As described later in more detail, we here use the assumptions about the allowed intermediate results to describe the numbers constituting the configuration of the machine by an index, either standing for a column (position in the input vector) or a row (position in the output vector). Further, we abstract from the order in which numbers are stored in main memory and on disk. To describe the content of the main memory of the machine, we only record the subset M ⊆ [N ], |M| ≤ M of variables currently in memory. This is an important difference to the vector of numbers that describe the main memory in the general model. Similarly, the tracks of the disk are described by the list D as subsets Ti ⊆ [N ], |Ti| ≤ B (for i ≥ 1). As we will see, the same formalism can describe all intermediate results.

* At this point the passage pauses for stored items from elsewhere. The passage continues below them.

PR #514, opened 2020-07-22
Update design doc with VM specific details

yb01:
**What type of PR is this?**
> /kind documentation

Updated the design doc for VMs


docs/design-proposals/node/Unified-Vertical-Scaling-for-Container-and-VM-Pods.md
```diff
@@ -319,3 +341,129 @@ Other components:
...
+   
+4. Some limitations/constraints for VM workload types
+
+    1. Memory device size: 
+       Currently it is single size, with 128MiB each. i.e. if a VM patch increases the memory as 1Gi, 8 memory devices 
+       will be attached to the VM. The operations will still in one UpdateContainerResource() call though. i.e. Arktos VM 
+       runtime service will handle the attach operation internally with the calculation of memory increment in the patch.
+       
+    2. Max memory scale-up value
+       Currently a VM memory slots are set to 16 in Arktos VM runtime, so 16 * 128 Mi, which is 2Gi max scale-up value.
```
XiaoningDing, line 383: Max 2G memory? Seriously? :). It seems too small

docs/design-proposals/node/Unified-Vertical-Scaling-for-Container-and-VM-Pods.md
```diff
@@ -319,3 +341,129 @@ Other components:
...
+       This is assumed the host has plenty allocatable memory.
+       
+    3. Guest OS Kernel requirements
+       Guest OS kernel must support device hotPlug and hotUnplug.
```
XiaoningDing, line 387: Is it Linux only? For example, will a Windows VM pod eligible for vertical scaling?

docs/design-proposals/node/Unified-Vertical-Scaling-for-Container-and-VM-Pods.md
yb01: this is for the increase for the current implementation. it can be adjusted but i am not sure how much we expect it to be.

docs/design-proposals/node/Unified-Vertical-Scaling-for-Container-and-VM-Pods.md
yb01: this is a TBD for requrements for the vm support in general. currently it is Linux that we are mainly testing on.

docs/design-proposals/node/Unified-Vertical-Scaling-for-Container-and-VM-Pods.md
```diff
@@ -130,6 +140,15 @@ RestartContainer policy takes precedence over NoRestart policy.
 Additionally, if RestartPolicy is 'Never', ResizePolicy should be set to
 NoRestart in order to pass validation.
 
+It is proposed to allow users to set the MAX resource to better control the behavior of the resource resizing.
+This could be a value or percentage specified by users. prior to this policy setting, the ceiling of resources, such as
+CPU and memory will be set to the allocatable value at the host and rely the proper CGroup to control the VM resource
+consumptions.
```
XiaoningDing, line 146: I don't understand why using allocable as max leads to relying on cgroup. Maybe I miss something. Do we need cGroup control when we use "2*requested" for max vCPU, what's the difference here?

docs/design-proposals/node/Unified-Vertical-Scaling-for-Container-and-VM-Pods.md
```diff
@@ -130,6 +140,15 @@ RestartContainer policy takes precedence over NoRestart policy.
...
+
+TBD:
+Due to different technologies limit different level of memory change size, e.g. Ballooning driver has 4K page
```
XiaoningDing, line 149: From the description it seems ballooning has less capability than memory hotplug. What's the memory increase limit for ballooning?  And I'm the under the impression that we are using memory ballooning.

docs/design-proposals/node/Unified-Vertical-Scaling-for-Container-and-VM-Pods.md
yb01: in terms of possibility to exceed the "max" resource level for the vm. 2x or host allocatable is the same. 
the case here is how to determine the max so our code logic and libvirt won't set resource to exceed the "max" of it. this is the reason it is proposed an extra setting in the spec.

we need this for cgroup max-xxx properties. if set to max as host allotable, it is essentially disables the CG control.

docs/design-proposals/node/Unified-Vertical-Scaling-for-Container-and-VM-Pods.md
yb01: this is one of decision we will discuss in the review. Max setting is the high mark.  however, Ballooning is essentially targeted for the hypervisor to "get" memory from the VM guest. let's discuss this in the meeting in details.
Hotplug/unplug memory device should be a good feature for Arktos regardless eventually which technology was used for vertical scaling here.

docs/design-proposals/node/Unified-Vertical-Scaling-for-Container-and-VM-Pods.md
```diff
@@ -319,3 +341,129 @@ Other components:
...
+
+  If Kubelet enables its CPU manager and set the cpus to a particular pod. the cpuset is sent to the runtime via the 
+  UpdateContainerResource() and the runtime will honer the cpusets in both VM definition and its CGroup.
+
+  Two new APIs, SetVcpus() and SetCurrentMemory() were added to support VM vertical scaling, which extends the call to 
+  Libvirt APIs to update the VM domain xml.
+
+	// Update vcpu for a give domain
+	SetVcpus(int) error
+	// Update current memory for a given domain
```
XiaoningDing, line 406: I leave a comment in code PR that suggests renaming the function to "ChangeXXX", "UpdateXXX" or similar names. The current name implies the input parameter is the new amount, but actually it's the delta.

docs/design-proposals/node/Unified-Vertical-Scaling-for-Container-and-VM-Pods.md
```diff
@@ -319,3 +341,129 @@ Other components:
...
+### Changes in Arktos-vm-runtime-service (CRI for VM workload types)
+
+#### Specific for VM workload
+
+1. Hotplug(hotUnplug) vs Memory Ballooning driver for Memory resizing
+
+   Currently per our knowledge these are two technologies that supports live memory resizing for VMs. Both have been there for
+   Linux for years, and both has pros and cons in supporting memory resizing for VMs. There are also some proposals to combine
+   them to better support VM resizing for Linux VMs.
+
```
XiaoningDing, line 353: Can you elaborate this part? Curious to know the key reason why we choose memory hotplug over balooning.

docs/design-proposals/node/Unified-Vertical-Scaling-for-Container-and-VM-Pods.md
XiaoningDing: A memoryDevice simulates a memory chip in real world.  128M is too small for today's world.  We can change it to a larger value.

docs/design-proposals/node/Unified-Vertical-Scaling-for-Container-and-VM-Pods.md
cathyhongzhang: Could you clarify what is the motivation to let the user define the MAX?  Even the user sets the MAX, your code still needs to check "allocatable value at the host" at the time point of resizing in order to make sure there is enough resource for the new size, right? Also in quite some scanarios, it is hard for the user to pre-define the MAX. for example, in serverless usage scenarios, the serverless function controller does not know the future traffic pattern and would like to resize to the "max allocable value at the host" when there is a burst of requests. BTW, do you use CGroup to control the resource boundary of the POD during the resizing?

docs/design-proposals/node/Unified-Vertical-Scaling-for-Container-and-VM-Pods.md
```diff
@@ -319,3 +341,129 @@ Other components:
...
+   In Arktos VM runtime, it is proposed to use hotplug(hotUnplug) in current release for the following reasons:
+
+    1. Numa support
+    2. Less memory fragmentation
+    3. Better control from VM spec patching
+
```
yb01, line 359: need more investigateion and clearly define the pro/cons

docs/design-proposals/node/Unified-Vertical-Scaling-for-Container-and-VM-Pods.md
yb01: consinder renaming the api names

docs/design-proposals/node/Unified-Vertical-Scaling-for-Container-and-VM-Pods.md
```diff
@@ -55,17 +58,23 @@ some, like VMs are more sensitive, especially when using low number of Pod repli
...
 * Primary: allow to change Pod resource requests & limits without restarting
   its Containers or VMs.
 * Secondary: allow actors (users, VPA, StatefulSet, JobController) to decide
   how to proceed if in-place resource resize is not possible.
+* For VM, NUMA awareness of memory increase 
+* For VM, x86 CPU architecture must be supported, ARM can be stretch goal
+* For VM, major vendors of linux guest OS,
 
 ### Non-Goals
+* For VM, windows guest nor windows host to be supported
```
yb01, line 75: consiner support VM

docs/design-proposals/node/Unified-Vertical-Scaling-for-Container-and-VM-Pods.md
```diff
@@ -319,3 +341,129 @@ Other components:
...
+definition in the Libvirt metadata store. it is runtime's responsibility to keep them in sync. When VM resource is 
+created or updated, CGroup, vmConfig, domain definition are persisted in such order:
+
+1. Update CGroup
+2. Update VMResources( vmConfig and domainDef)
+
+If update VMResources operation failed, then the CGroup update operation will be rolled back and error will be raised.
+
+During UpdateVmResources(), no rollback is enforced. The ContainerStatus() function will sync up the vmConfig and 
+Libvirt domain definition if they are out of sync.
```
cathyhongzhang, line 446: why not do rollback? If these info are out of sync for some period of time, wouldn't it incur some side effect on some operation?

docs/design-proposals/node/Unified-Vertical-Scaling-for-Container-and-VM-Pods.md
```diff
@@ -319,3 +341,129 @@ Other components:
...
+	// Update current memory for a given domain
+	SetCurrentMemory(int64) error
+	
+  Both of them has similar workflow a below:
+
+    1. Get the linux resource from the UpdateContainerResource request
+    2. Get the current configuration from the VM 
+    3. Calculate the delta and determine Attach or Detach operation ( for CPU it will be enable and disable operation)
+    4. Call the Libvirt API to update the domain.
+
```
cathyhongzhang, line 415: Is it one libvirt API to update both CPU and memory domain config? If it is multiple API calls, then atomicity needs to be handled.

docs/design-proposals/node/Unified-Vertical-Scaling-for-Container-and-VM-Pods.md
```diff
@@ -319,3 +341,129 @@ Other components:
...
+       Some times the OS just cannot migrated the app and free up the memory pages for the memory device. This can cause
+       memory unplug failures. lower the device size can mitigate but still not guaranteed. The Kubelet will retry in this case
+       till it successfully unplugged.
+
+#### API changes
+  As described in the "CRI changes" section, the Arttos-vm-runtime UpdateContainerResource() were implemented to update
+  the VM CGroup settings and update the VM domain definition with the new resource configuration.
+
+  If Kubelet enables its CPU manager and set the cpus to a particular pod. the cpuset is sent to the runtime via the 
+  UpdateContainerResource() and the runtime will honer the cpusets in both VM definition and its CGroup.
```
cathyhongzhang, line 399: typo: honor

docs/design-proposals/node/Unified-Vertical-Scaling-for-Container-and-VM-Pods.md
yb01: per the discussion today. will update the design with a "multiple devices size support" approach.

docs/design-proposals/node/Unified-Vertical-Scaling-for-Container-and-VM-Pods.md
yb01: Arktos will support windows VM. will add this back to our goal to support vertical scaling as well.

docs/design-proposals/node/Unified-Vertical-Scaling-for-Container-and-VM-Pods.md
yb01: I think there are a few case we need to clarify:
1.  should the user be expose the option to control the max? some app or service might just want to throttle when a certain ceiling is reached instead of keep allocated resources. for example, the app have fixed size thread pool, the app wont need more cpus than the pool size in general. or they want to control the behavior of the app by limiting the  resources. form this case, we can default to host allocatable, but let user to set if they want.

2. from our own control in the runtime to setup the CG for the VM. for example, for memory usage, it is intended to set the memory_limit_limits_inbytes to the MAX. if the max is host allocatable, this setting will be useless.

we might logically still hold up with the limits in VM resource, but the logical concept should be there in the code.

docs/design-proposals/node/Unified-Vertical-Scaling-for-Container-and-VM-Pods.md
yb01: You have a point. I am working on the handler design. will add rollback CG update IF the domain update failed. some details of the reasons for the current design.

First of all, ideally the 3 operations ( CG update, libvirt domain update, runtime config metadata update ) should be in one transaction.

The currently approach is "eventually consistency" mainly due to the downstream behavior of update libvirt domain. resource change ( especially decrease mem ) are done asynchronously and the actual status is available in detachDevice event handler.  Note that the runtime metadata will not change if there is any error returned from the domain update. also, the synchronization logic took the domain definition as the source of truth if there is any differences between libvirt domain and vm runtime metadata.

docs/design-proposals/node/Unified-Vertical-Scaling-for-Container-and-VM-Pods.md
yb01: Unfortunately no. we have to handle them separately.
note that they won't need to done in a atomic way. the resource update can be separated. kubelet will check if the desired state of the spec is reached or not and if not, it will sent it again. so the atomic level is on single resource type, not combined.

i will discuss with Vinay to see if we can make an agreement between Kubelet and runtime. if kubelet will send mixed request, runtime will add logic to handle this case.

docs/design-proposals/node/Unified-Vertical-Scaling-for-Container-and-VM-Pods.md
yb01: thanks. will change.

docs/design-proposals/node/Unified-Vertical-Scaling-for-Container-and-VM-Pods.md
yb01: Updated with some details for the design decision justifications.

docs/design-proposals/node/Unified-Vertical-Scaling-for-Container-and-VM-Pods.md
yb01: I have a feeling we might refer to different MAX setting here. the doc has been changed/updated. i explicitly added a section to explain the few settings in terms of memory control in VM and how they affects the design here.

docs/design-proposals/node/Unified-Vertical-Scaling-for-Container-and-VM-Pods.md
yb01: I have updated the "design consideration" session for proposal justifications.

docs/design-proposals/node/Unified-Vertical-Scaling-for-Container-and-VM-Pods.md
vinaykul: Windows support is not there today (CRI API needs update), but it can be added fairly quickly. The upstream version is awaiting Patrick's review and overall Windows needs to add support for UpdateContainerResources - last I heard from patrick, they were looking to migrate to containerd, will take some time, and we decided not to block alpha on that.

docs/design-proposals/node/Unified-Vertical-Scaling-for-Container-and-VM-Pods.md
yb01: updated the doc.

docs/design-proposals/node/Unified-Vertical-Scaling-for-Container-and-VM-Pods.md
vinaykul: kubelet handles them separately i.e. sends separate requests to CRI for CPU requests, memory limits, and cpu limits. The reason being that a we may have memory increasing and cpu decreasing in the same patch from user, and we need to order the changes so that decreases are applied before increases.

yb01: that will be great if it is designed such way for vertical scaling. with that, i will resolve this conversation. thanks folks.

docs/design-proposals/node/Unified-Vertical-Scaling-for-Container-and-VM-Pods.md
yb01: Updated doc.

docs/design-proposals/node/Unified-Vertical-Scaling-for-Container-and-VM-Pods.md
yb01: removed from no-goal. windows VM should be part of it as implementation is OS neutral

docs/design-proposals/node/Unified-Vertical-Scaling-for-Container-and-VM-Pods.md
yb01: FYI. in the updated doc. to avoid misinterpretation, i suggested to use:
MaxBootTimeMemoryAllocation -- this refers to the "memory" setting in libvirt,
MaxExpandableMemoryAllocation -- this refers to the max hotplugmemory a user can do after the vm is configured and started
CurrentMemoryALloction -- this is memory the current VM configured to use.

Now, with the different size of memory device support, MaxExapandableMemory is not a concern anymore.

I won't recommend to tweek the MaxBootTimeMemoryALlocation for the reasons i described in the doc. please review the updated doc and let me know if you have concerns.

Now in terms of if we want to expose a handle to use to set up the MaxbootTimeMemoryALlocation --- i would defer this to later discussion in future work #1 when we build our own memory management component.

docs/design-proposals/node/Unified-Vertical-Scaling-for-Container-and-VM-Pods.md
```diff
@@ -0,0 +1,646 @@
...
+    spec:
+      resource:
+       limits:
+         cpu:
+         memory:
+       request:
+         cpu:
+         memory:
+     
+Arktos controls the resource the same way as for containers, i.e. schedule based on requested resource level, and evict
```
XiaoningDing, line 348: You mean "controls **VM pod** resources the same way..."?

docs/design-proposals/node/Unified-Vertical-Scaling-for-Container-and-VM-Pods.md
```diff
@@ -0,0 +1,646 @@
...
+      ...
+      <maxMemory slots='16' unit='KiB'>1524288</maxMemory>
+      <memory unit='KiB'>524288</memory>
+      <currentMemory unit='KiB'>524288</currentMemory>
+      ...
+    </domain>
+
+Memory defines the max memory allocation at the boot time, while the currentMemory defines the real memory allocation for
+the guest OS. The delta between the currentMemory and memory is the space for memory ballooning to "reclaim" memory
+between VMs and the hypervisor. The maxMemory defines the max memory allocation for a VM at runtime, which can be achieved
```
XiaoningDing, line 367: Since currentMemory is the real memory allocated to VM, how can ballooning reclaim memory from delta (i.e. the memory amount beyond currentMemory)? My understanding is (0, currentMemory) is the space that ballooning can reclaim.

docs/design-proposals/node/Unified-Vertical-Scaling-for-Container-and-VM-Pods.md
```diff
@@ -0,0 +1,646 @@
...
+with memory hotplug.
+
+Please be noted that there are a few limitations in current design and workflow:
+1. Only spec.resource.limit was passed to the runtime from Kubelet via the linuxContainerResources.MemoryLimitInBytes
+2. The linuxContainerResources.MemoryLimitInBytes was used to set the "memory" in the VM domain xml definition. currentMemory
+   is set to the "memory" setting by default.
+3. Ballooning operation, i.e. to adjust the currentMemory, an explict API call "setmem" need to be called, i.e. no auto 
+   adjust for currentMemory based on the application running in the VM
+4. Adjust "memory" can only be done after VM is restarted
```
XiaoningDing, line 376: Isn't it hotplug?  From your previous demo we didn't see restarting

XiaoningDing, line 376: I'm confused by item #4.  Is it about hotplug or balloning? But neither of them require restart?

docs/design-proposals/node/Unified-Vertical-Scaling-for-Container-and-VM-Pods.md
```diff
@@ -0,0 +1,646 @@
...
+Memory defines the max memory allocation at the boot time, while the currentMemory defines the real memory allocation for
+the guest OS. The delta between the currentMemory and memory is the space for memory ballooning to "reclaim" memory
+between VMs and the hypervisor. The maxMemory defines the max memory allocation for a VM at runtime, which can be achieved
+with memory hotplug.
+
+Please be noted that there are a few limitations in current design and workflow:
+1. Only spec.resource.limit was passed to the runtime from Kubelet via the linuxContainerResources.MemoryLimitInBytes
+2. The linuxContainerResources.MemoryLimitInBytes was used to set the "memory" in the VM domain xml definition. currentMemory
+   is set to the "memory" setting by default.
+3. Ballooning operation, i.e. to adjust the currentMemory, an explict API call "setmem" need to be called, i.e. no auto
```
XiaoningDing, line 374: Consider reorganizing item 3 to make it a complete sentence.

docs/design-proposals/node/Unified-Vertical-Scaling-for-Container-and-VM-Pods.md
```diff
@@ -0,0 +1,646 @@
...
+As described in the "CRI changes" section, the Arttos-vm-runtime UpdateContainerResource() were implemented to update
+the VM CGroup settings and update the VM domain definition with the new resource configuration.
+
+If Kubelet enables its CPU manager and set the cpus to a particular pod. the cpuset is sent to the runtime via the 
+UpdateContainerResource() and the runtime will honor the cpusets in both VM definition and its CGroup.
+
+Two new APIs, SetVcpus() and AdjustDomainMemory() were added to support VM vertical scaling, which extends the call to 
+Libvirt APIs to update the VM domain xml.
+
+	// Update vcpu for a give domain
```
XiaoningDing, line 560: It's better to make these two APIs consistent in terms of naming and style (the input parameter is delta or the new amount).

docs/design-proposals/node/Unified-Vertical-Scaling-for-Container-and-VM-Pods.md
```diff
@@ -0,0 +1,646 @@
...
+     
+ 
+#### API changes
+As described in the "CRI changes" section, the Arttos-vm-runtime UpdateContainerResource() were implemented to update
+the VM CGroup settings and update the VM domain definition with the new resource configuration.
+
+If Kubelet enables its CPU manager and set the cpus to a particular pod. the cpuset is sent to the runtime via the 
+UpdateContainerResource() and the runtime will honor the cpusets in both VM definition and its CGroup.
+
+Two new APIs, SetVcpus() and AdjustDomainMemory() were added to support VM vertical scaling, which extends the call to
```
XiaoningDing, line 557: Are these two APIs or just runtime internal methods? If they are not part of CRI APIs, it's better to put it under VM runtime internal implementation.

docs/design-proposals/node/Unified-Vertical-Scaling-for-Container-and-VM-Pods.md
```diff
@@ -0,0 +1,646 @@
...
+        coordinated with other features such as number of VMs scheduled on the host, level of over-subscription on the host etc.
+      
+     2. Memory fragmentation
+        The nature of the ballooning mechanism is to reclaim unused memory blocks of the guest OS and render them to host 
+        hypervisor. Given time and with repeated memory increase and decrease, it can left the VM memory fragmentation 
+        and affect its performance.
+      
+     3. Ballooning is not NUMA aware
+
+   Memory hotplug/unplug simulates the physical memory device being plugged into the physical machines for a guest OS.
```
XiaoningDing, line 438: This paragraph requires indent. Also it focuses mostly on something else instead of NUMA.

docs/design-proposals/node/Unified-Vertical-Scaling-for-Container-and-VM-Pods.md
yb01: yes, i will update the wording. thanks.

docs/design-proposals/node/Unified-Vertical-Scaling-for-Container-and-VM-Pods.md
yb01: yes, i should describe it clearly. This paragraph is mainly to describe the upper boundary of ballooning can achieve in term of scale-up the memory of the VM. to scale-down, it is the "least memory" of the guestOS ( say 512 Mi ) up to currentMemory allocation. i will clarify.

docs/design-proposals/node/Unified-Vertical-Scaling-for-Container-and-VM-Pods.md
yb01: rephased this line. thanks.

docs/design-proposals/node/Unified-Vertical-Scaling-for-Container-and-VM-Pods.md
yb01: it is about ballooning. with hotplug new memory device, it won't require a restart. and the libvirt/hypervisor honors the new memory devices to the VM.  Ballooning cannot scale-up to the size which "memory" config sets to.

docs/design-proposals/node/Unified-Vertical-Scaling-for-Container-and-VM-Pods.md
yb01: This paragraph is not about the #3 above. i thought #3 is self-explained, so there is no explanation under it. i reworded the #3 and this paragraph to avoid such impressions.

docs/design-proposals/node/Unified-Vertical-Scaling-for-Container-and-VM-Pods.md
yb01: Good point. those are not CRI APIs. i have changed this section to "Arktos-vm-runtime internal API changes" to reflect this. thanks.

docs/design-proposals/node/Unified-Vertical-Scaling-for-Container-and-VM-Pods.md
yb01: They kept differently due to the different of those two. Libvirt has a setvcpus() which includes the adjustment of the vcpus for a VM and this is the direct relay to it. i have a separated branch for CPU scale-up/scale-down work. and if we ended up use other better methods, we can reconsider it.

Additionally, we assume that the program complies with the following rules: In the initial and final configuration, unused tracks of the disk and the memory are empty. Recall that read operations leave the track of the disk empty, and write operations require the track of the disk to be empty. Tracks are used consecutively, such that no track address is bigger than the total number of I/Os performed. Any program that correctly computes matrix-vector products (or achieves one of the studied tasks) can easily be transformed to comply with these rules, changing the number of I/Os only by a constant factor.
Producing k-Regular Conformations
We start with a simple computational task, whose importance will become clear later in this section.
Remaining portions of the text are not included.